As demand for critical minerals and rare earths soars due to their importance to future facing technologies and 2050 net zero pledges, 2021 is poised to be a breakout year for critical mineral and rare earth projects in Australia, provided project proponents can source funding and navigate the key bankability issues.

At its core the financing of critical mineral and rare earth projects is no different to any other mining or renewables project. The availability, quality and timing of equity will dictate the project structure, debt arrangements and the development timeline. However, unique to critical mineral projects are the sector’s geopolitical issues and an emerging focus on securing supply chain resilience as a matter of national sovereignty, particularly in the technology, healthcare and defence-related equipment manufacturing sectors.

Unique characteristics

Rapidly evolving technologies

Critical mineral demand is subject to rapidly evolving modern technologies that are often redundant before they reach the consumer. This results in a spot market for each critical mineral or rare earth element that is subject to significant price volatility.

As a result, we expect funders will seek the certainty of offtake contracts rather than accepting market risk and use that as a parameter to determine the size of the debt cheque. In turn, this may determine the size and scope of the project.

Lenders may not be traditional bank lenders 

Given the price volatility and niche demand, commercial banks are at present relatively absent as funders of critical mineral projects in Australia, with alternative sources of debt and equity replacing them.

While funding from any source is potentially important, non-traditional sources of debt add complexities and potential costs to transactions, as well as raising the question as to what is ‘given up’ in order to source funding for their projects.

Government intervention and scrutiny

Diversifying supply of critical minerals has emerged globally as a prominent sovereign concern over the past decade.

In a previous article, we discussed the Australian Government’s stance on foreign investment into domestic critical minerals projects. Since the publication of that article, and as of 1 January 2021, Australia’s foreign investment regime has been amended to increase the Foreign Investment Review Board’s (FIRB) ability to scrutinise proposed transactions concerning ‘national security businesses’. In its recently published Guidance Note on the national security test FIRB on the national security test FIRB encourages foreign persons proposing to invest in a business or entity involved in the extraction, processing or sale of rare earth elements, lithium, graphite, cobalt, vanadium, copper and nickel to voluntarily seek foreign investment approval.

Our analysis of the impact of the foreign investment amendments for the energy and resources sector can be found in our previous Insight. In short, while enhanced scrutiny does create speed bumps for foreign investment into new critical mineral projects in Australia, this should not be seen as an insurmountable barrier. This is particularly the case for projects that include a processing component as this aligns with the Australian Government’s Resources Technology and Critical Mineral Processing National Manufacturing Priority Road Map released on 4 March 2021. 

Public funding

In Australia, the government has mandated Export Finance Australia (EFA), its export credit agency, to support critical mineral projects. To qualify for EFA support, a project must meet the following criteria:

  • the mineral is identified in Australia’s critical minerals strategy;

  • the extraction and/or processing of the minerals in Australia are for export;

  • a comprehensive feasibility study has been completed;

  • the buyer is committed to purchasing the project’s production; and

  • the project proponents have the necessary financial, technical and commercial capacity.
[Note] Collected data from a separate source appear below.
PR #6419, opened 2019-09-03
Add swift-helpful recipe

danielmartin:

swift-helpful is a package that includes curated Swift documentation from Apple in GNU Info format
(original license is Creative Commons: https://swift.org/documentation/).

Invoke `M-x swift-helpful-configure-manuals` first to make sure Emacs can search the installed GNU Info manuals using `info-look`.

After that, if you open a `.swift` file, place the point on a keyword and invoke `M-x swift-helpful`, you will see a documentation snippet explaining the programming concept represented by that keyword.

If lsp-mode is configured, API documentation is also shown.

https://github.com/danielmartin/swift-helpful

I created the package.

**None needed** 

### Checklist

Please confirm with `x`:

### DIFF
--- a/recipes/swift-helpful
+++ b/recipes/swift-helpful
@@ -1,0 +1,3 @@
+(swift-helpful :repo "danielmartin/swift-helpful"
+               :fetcher github
+               :files ("*.el" "swift-info/*.info"))
--- a/recipes/swift-helpful
+++ b/recipes/swift-helpful
@@ -1,3 +1,3 @@
 (swift-helpful :repo "danielmartin/swift-helpful"
                :fetcher github
-               :files ("*.el" "swift-info/*.info"))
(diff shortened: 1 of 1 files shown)


riscy:
This looks good, thanks!  A few non-blocking suggestions:
- swift-mode.el defines a customization group "swift" that you could declare as a parent of your group "swift-helpful"
- Since ripgrep won't be available by default on every machine, when you define `swift-helpful-ripgrep-executable` you may want to use `executable-find` which will return nil if the executable can't be found, and then raise appropriate warnings. (On the other hand, maybe appropriate warnings are already raised when "rg" fails...?)
- swift-helpful-regex.el#L120: It's safer to sharp-quote function names; use `#'`
- swift-helpful-regex.el#L16: Prefer `https` over `http` (if possible)

PR #6420, opened 2019-09-04
add recipe for lsp-julia

gdkrmr:

Julia support for `lsp-mode`.

https://github.com/non-jedi/lsp-julia

Maintainer of the package

**None needed**

### Checklist

Please confirm with `x`:

### DIFF
--- a/recipes/lsp-julia
+++ b/recipes/lsp-julia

Separately, if the critical mineral has defence applications, a Defence Export Facility (administered by the EFA) may be available. While the criteria does require projects to be in advanced stages of planning before funding may be considered, EFA’s involvement does provide benefits to projects. For example, EFA’s support to a greenfield critical minerals project in New South Wales last year enabled the project proponents to escalate engagement with prospective strategic investors.

In addition to the EFA, funding may be sought from:

EFA, CEFC and NAIF each acknowledge they may all be involved in a project where their mandates overlap.

Funding may also be available from foreign governments as demonstrated by Lynas Rare Earth Limited’s announcement on 22 January 2021 that it had entered into a co-funding agreement with the United States Department of Defense to build a commercial light rare earths separation plant in Texas, United States. The US funding is derived from the Department of Defense’s Title III, Defense Production Art program.

Public funding is not without its challenges, as many public funds have restricted mandates. For example, the NAIF may currently only invest in physical infrastructure assets connected with the operation of a mine (such as rail and ports). It follows that proponents wishing to obtain NAIF funding may need to structure their project so that the infrastructure assets are held and secured separate to the operational assets.

State and territory governments in Australia have also recognised the importance of the sector. By way of example:

Unlocking the opportunity for Australia

Critical mineral projects are a growth opportunity for Australia, particularly in light of its abundant untapped domestic deposits, existing infrastructure, stable regulatory framework for the sustainable sourcing of critical minerals, globally recognised expertise in developing and operating complex mines and close proximity to the major demand hubs in Asia.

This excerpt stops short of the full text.